I’ve configured the dnsupdate-rfc2136 to send updates to my external bind9 instance (not deployed on rancher). The updates are working, but my services are not being assigned fqdns. All of my services are deployed on the management network (currently, 10.42.0.0/16). I exposed ports for one of the services thinking that was why - exposed 0.0.0.0:port
The service is then added to my bind server, but with the bind servers IP.
My bind server is at 10.240.9.2, so I deployed dnsupdate with RFC2136_HOST 10.240.9.2 and added the label to my host: io.rancher.host.external_dns_ip": “10.240.9.2”
When I inspect the services with ‘View in API’ I see that fqdn is set to null.
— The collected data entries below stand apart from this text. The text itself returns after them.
Issue #4145, opened 2020-09-07
[feature-request] @psalm-pure-if {type} $param


azjezz:
I would like to see a new annotation added to psalm that allows defining functions as "pure" depending on their argument type.

example:

### before

```php
/**
 * @psalm-template Tk of array-key
 * @psalm-template Tv
 *
 * @psalm-param list<Tv>                    $values
 * @psalm-param (pure-callable(Tv): ?Tk)    $key_func
 *
 * @psalm-return array<Tk, list<Tv>>
 *
 * @psalm-pure
 */
function group_by(array $values, callable $key_func): array
{
    $result = [];
    foreach ($values as $value) {
        $key = $key_func($value);
        if (null === $key) {
            continue;
        }

        $result[$key]   = $result[$key] ?? [];
        $result[$key][] = $value;
    }

    return $result;
}
```

### after

```php
/**
 * @psalm-template Tk of array-key
 * @psalm-template Tv
 *
 * @psalm-param list<Tv>            $values
 * @psalm-param (callable(Tv): ?Tk)	$key_func
 *
 * @psalm-return array<Tk, list<Tv>>
 *
 * @psalm-pure-if (pure-callable(Tv): ?Tk) $key_fun
 */
function group_by(array $values, callable $key_func): array
{
    $result = [];
    foreach ($values as $value) {
        $key = $key_func($value);
        if (null === $key) {
            continue;
        }

        $result[$key]   = $result[$key] ?? [];
        $result[$key][] = $value;
    }

    return $result;
}
```

## Why?

In my case, in PSL, there's a lot of functions that work on arrays, almost all of them are defined as "pure", some take `callable` as an argument.

previously these functions were not considered pure as there was no way to guarantee that the callable itself is pure, however, after #4066, they switched to using `pure-callable`.

but this raises another problem, where the functions cannot be used in a non-pure context, but sometimes their functionality might be needed, and the developer is okay with the call resulting in mutation as their application is not mutation-free.

## Problem

I have a list of users I just fetched from the database, I wanna group these users by their status, but currently, I'm unable to use `Psl\Arr\group_by` as it only works in a mutation-free context where the callable I'm passing is not pure ( e.g fetches the user status from the database? ).

## Solution

`@psalm-pure-if (pure-callable(Tv): ?Tk) $key_fun` helps avoid this issues as it would be okay to pass a non-pure callable to `group_by`, but psalm would consider that call non-pure.

[...]

PR #4999, opened 2021-01-13
#4997 added more precise type inference for `count()` returning `0` or `positive-int` on known arrays

### LINKED ISSUE #4997: `count(array)` should be `positive-int|0`, while `count(Countable)` should be `int`
https://psalm.dev/r/c5d1ba8607

```php
<?php

/** @psalm-return positive-int|0 */
function gimmePositiveCount(array $input): int
{
    return \count($input);
}


/** @psalm-return positive-int|0 */
function gimmeCount(\Countable $input): int
{
    return \count($input); // expected violation here - `Countable#count()` can return negative!
}
```

```
Psalm output (using commit 1afce4d): 

INFO: LessSpecificReturnStatement - 6:12 - The type 'int' is more general than the declared return type 'int(0)|positive-int' for gimmePositiveCount

INFO: MoreSpecificReturnType - 3:19 - The declared return type 'int(0)|positive-int' for gimmePositiveCount is more specific than the inferred return type 'int'

INFO: LessSpecificReturnStatement - 13:12 - The type 'int' is more general than the declared return type 'int(0)|positive-int' for gimmeCount

INFO: MoreSpecificReturnType - 10:19 - The declared return type 'int(0)|positive-int' for gimmeCount is more specific than the inferred return type 'int'
```

In practice, `count()` needs better stubs:

 * `count(array): positive-int|0`
 * `count(Countable): int`

I'll try and see if I can send a patch :-)

Ocramius:
Fixes #4997

~~Note: I only provided the stub, but am unsure about where tests for stubs (if there are any) are applicable.~~

Questions open:

 * [x] `@psalm-flow` - unclear whether this is needed, seems related to taint analysis, so probably not necessary
 * [x] `@psalm-pure` - unclear whether this is to be declared. Purity depends on the given argument: perhaps @azjezz knows more here? See https://github.com/vimeo/psalm/pull/4999#issuecomment-759444684

### DIFF
--- a/src/Psalm/Internal/Analyzer/Statements/Expression/Call/FunctionCallReturnTypeFetcher.php
+++ b/src/Psalm/Internal/Analyzer/Statements/Expression/Call/FunctionCallReturnTypeFetcher.php
@@ -300,7 +300,7 @@ class FunctionCallReturnTypeFetcher
                                     return new Type\Union([
                                         $atomic_types['array']->count !== null
                                             ? new Type\Atomic\TLiteralInt($atomic_types['array']->count)
-                                            : new Type\Atomic\TInt
+                                            : new Type\Atomic\TPositiveInt
                                     ]);
                                 }
 
@@ -308,7 +308,7 @@ class FunctionCallReturnTypeFetcher
                                     return new Type\Union([
                                         $atomic_types['array']->count !== null
                                             ? new Type\Atomic\TLiteralInt($atomic_types['array']->count)
-                                            : new Type\Atomic\TInt
+                                            : new Type\Atomic\TPositiveInt
                                     ]);
                                 }
 
--- a/src/Psalm/Internal/Analyzer/Statements/Expression/Call/FunctionCallReturnTypeFetcher.php
+++ b/src/Psalm/Internal/Analyzer/Statements/Expression/Call/FunctionCallReturnTypeFetcher.php
@@ -319,6 +319,11 @@ class FunctionCallReturnTypeFetcher
                                         new Type\Atomic\TLiteralInt(count($atomic_types['array']->properties))
                                     ]);
                                 }
+
+                                return new Type\Union([
+                                    new Type\Atomic\TLiteralInt(0),
+                                    new Type\Atomic\TPositiveInt
+                                ]);
                             }
                         }
                     }
--- a/stubs/CoreGenericFunctions.phpstub
+++ b/stubs/CoreGenericFunctions.phpstub
@@ -1087,6 +1087,28 @@ function chunk_split(string $str, int $chunklen = 76, string $end= ''): string
 }
 
 /**
+ * @template TInput as \Countable|array
+ *
+ * @param TInput $value
+ * @param \COUNT_NORMAL|\COUNT_RECURSIVE $mode
+ *
+ * @return (
+ *          TInput is array<empty, empty>
+ *          ? 0
+ *          : (TInput is non-empty-array
+ *              ? positive-int
+ *              : (TInput is array
+ *                  ? positive-int|0
+ *                  : int
+ *              )
+ *          )
+ * )
+ */
+function count(\Countable|array $value, int $mode = \COUNT_NORMAL): int
+{
+}
+
+/**
  * @psalm-pure
  *
  * @psalm-flow ($data) -> return
--- a/stubs/CoreGenericFunctions.phpstub
+++ b/stubs/CoreGenericFunctions.phpstub
@@ -1087,24 +1087,27 @@ function chunk_split(string $str, int $chunklen = 76, string $end= ''): string
 }
 
 /**
- * @template TInput as \Countable|array
+ * @template TInput as \Countable|\SimpleXMLElement|\ResourceBundle|array
  *
  * @param TInput $value
- * @param \COUNT_NORMAL|\COUNT_RECURSIVE $mode
+ * @param 0|1 $mode
  *
  * @return (
  *          TInput is array<empty, empty>
  *          ? 0
- *          : (TInput is non-empty-array
- *              ? positive-int
- *              : (TInput is array
- *                  ? positive-int|0
- *                  : int
+ *          : (TInput is array{0: mixed, 1: mixed}
+ *              ? 2
+ *              : (TInput is non-empty-array
+ *                  ? positive-int
+ *                  : (TInput is array
+ *                      ? positive-int|0
+ *                      : int
+ *                  )
  *              )
  *          )
  * )
  */
-function count(\Countable|array $value, int $mode = \COUNT_NORMAL): int
+function count(\Countable|\SimpleXMLElement|\ResourceBundle|array $value, int $mode = 0): int
 {
 }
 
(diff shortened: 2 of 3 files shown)


orklah:
Seems like current CallMap expect `Countable|array|SimpleXMLElement|ResourceBundle` as parameters. SimpleXMLElement is not countable nor array but can be counted through voodoo. Not sure about ResourceBundle though...

orklah:
@psalm-flow is related to the continuity of taint though the function. It shouldn't be needed for count.

stubs/CoreGenericFunctions.phpstub
```diff
@@ -1086,6 +1086,31 @@ function chunk_split(string $str, int $chunklen = 76, string $end= ''): string
...
+ *                  ? positive-int
+ *                  : (TInput is array
+ *                      ? positive-int|0
+ *                      : int
+ *                  )
+ *              )
+ *          )
+ * )
+ */
+function count(\Countable|\SimpleXMLElement|\ResourceBundle|array $value, int $mode = 0): int
```
Ocramius, line 1110: Tempted to mark this `@psalm-pure`, but `@psalm-pure` only applies to `array` as input :-\

tests/FunctionCallTest.php
```diff
@@ -1818,7 +1818,7 @@ function example($x) : void {
                             if ($c !== 2) {}
                         }
                     }',
-                'error_message' => 'TypeDoesNotContainType',
+                'error_message' => 'DocblockTypeContradiction',
```
Ocramius, line 1821: This change is because `TypeDoesNotContainType` was probably generated in psalm internal hardcoding (which can probably be removed by now, given the new stubs), but now `if ($c !== 2) {}` clashes with the return type of `count()` instead.

azjezz:
>  @psalm-pure - unclear whether this is to be declared. Purity depends on the given argument: perhaps @azjezz knows more here?

we can't really declare `count` pure as it depends on the argument type ( #4145 ) ( unless we can do function overrides in stubs )

If `$value` is `array`, `SimpleXMLElement`, or `ResourceBundle`, then `count` is pure.
If `$value` is `Countable` and `$value` is immutable, or `count(): int` is declared with `@psalm-mutation-free`, then `count` is pure
otherwise, `count` is not pure.

stubs/CoreGenericFunctions.phpstub
```diff
@@ -1086,6 +1086,31 @@ function chunk_split(string $str, int $chunklen = 76, string $end= ''): string
 {
 }
 
+/**
+ * @template TInput as \Countable|\SimpleXMLElement|\ResourceBundle|array
+ *
+ * @param TInput $value
+ * @param 0|1 $mode
+ *
+ * @return (
```
Ocramius, line 1095: Also to be handled: `non-empty-countable` type, which I discovered somewhere in tests, and didn't know of before :D

Ocramius:
This block can probably also be refactored away somehow:

https://github.com/vimeo/psalm/blob/1afce4d613b6d7f0856a54eb3441947759e96bae/src/Psalm/Internal/Analyzer/Statements/Expression/Call/FunctionCallReturnTypeFetcher.php#L286-L326

The new stubs don't seem to contradict it, but I'm not sure how well tested it is right now.

Ocramius:
@orklah `ResourceBundle` was indeed added to the signature, but downstream it fails in real-world projects:

```
ERROR: UndefinedClass - src/Framework/MockObject/Rule/ConsecutiveParameters.php:117:18 - Class or interface ResourceBundle does not exist (see https://psalm.dev/019)
        foreach ($parameters as $i => $parameter) {
```
https://app.circleci.com/pipelines/github/vimeo/psalm/4824/workflows/6f0caadd-ba64-414d-ad4e-d453e9cc6dab/jobs/21060, `git@github.com:muglug/phpunit.git`

azjezz:
> we should really just stop allowing SimpleXMLElement and ResourceBundle :X

👍 for that

Ocramius:
Mutation modifier seems to be computed in psalm's internals:

https://github.com/vimeo/psalm/blob/1afce4d613b6d7f0856a54eb3441947759e96bae/src/Psalm/Internal/Codebase/Functions.php#L401-L421

I think we're OK as-is, if that is still taken into account whilst looking at the stubs.

I'd gladly write test scenarios for these cases, just need someone to point me at an appropriate location where to put them :-)

src/Psalm/Internal/Analyzer/Statements/Expression/Call/FunctionCallReturnTypeFetcher.php
```diff
@@ -300,15 +300,15 @@ private static function getReturnTypeFromCallMapWithArgs(
                                     return new Type\Union([
                                         $atomic_types['array']->count !== null
                                             ? new Type\Atomic\TLiteralInt($atomic_types['array']->count)
-                                            : new Type\Atomic\TInt
+                                            : new Type\Atomic\TPositiveInt
```
Ocramius, line 303: This change is un-tested and requires testing

src/Psalm/Internal/Analyzer/Statements/Expression/Call/FunctionCallReturnTypeFetcher.php
```diff
@@ -300,15 +300,15 @@ private static function getReturnTypeFromCallMapWithArgs(
...
                                     ]);
                                 }
 
                                 if ($atomic_types['array'] instanceof Type\Atomic\TNonEmptyList) {
                                     return new Type\Union([
                                         $atomic_types['array']->count !== null
                                             ? new Type\Atomic\TLiteralInt($atomic_types['array']->count)
-                                            : new Type\Atomic\TInt
+                                            : new Type\Atomic\TPositiveInt
```
Ocramius, line 311: This change is un-tested and requires testing

stubs/CoreGenericFunctions.phpstub
Ocramius: Need feedback based on findings at https://github.com/vimeo/psalm/pull/4999#issuecomment-759444684

orklah:
I believe FunctionCallTest.php is the appropriate location for those. I added tests here in the past (for example for parse_url)

stubs/CoreGenericFunctions.phpstub
```diff
@@ -1086,6 +1086,31 @@ function chunk_split(string $str, int $chunklen = 76, string $end= ''): string
...
+ *          TInput is array<empty, empty>
+ *          ? 0
+ *          : (TInput is array{0: mixed, 1: mixed}
```
Ocramius, line 1098: This match is wrong, since it will also match `array{0: mixed, 1: mixed, 2: mixed}`, which would then result in `2` being inferred.

Ocramius:
@orklah thanks for pushing me in the right direction: I've added detailed tests around `positive-int` and `0` return types of `count()`, as well as its purity properties.

This ended up being much simpler than expected, given that the pre-existing code needed very minor adjustments to operate as expected, so we should be good to review and hopefully merge if the solution is acceptable :+1:

muglug (approved):

muglug:
Thanks!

What am I missing?
So I discovered that the io.rancher.host.external_dns_ip is not the IP of the DNS server, but the IP that should be reported to the DNS server for the hostnames. This means that the ports must be exposed to the host, rather than the dns update reporting the managed IP address. Would it be possible to add that as a potential behavior? I can set up routing outside to route to the rancher host for any IP in the rancher managed network. This would allow me to reuse ports for several services rather than need to do all sorts of wacky port mappings from host to containers.
You are correct, as stated here (https://docs.rancher.com/rancher/v1.5/en/cattle/external-dns-service/#using-a-specific-ip-for-external-dns) the IP that is used when registering the host in Rancher will be used as IP for the DNS record. You can override that by using the label io.rancher.host.external_dns_ip
. So as the service is called external-dns
it was built with exposed services in mind and registering the address of the host to reach it. I can see why it could be handy to expose the records somewhere else. I’ve found issue 3255 here which almost covers your use-case, would you take a look and update the issue with your request?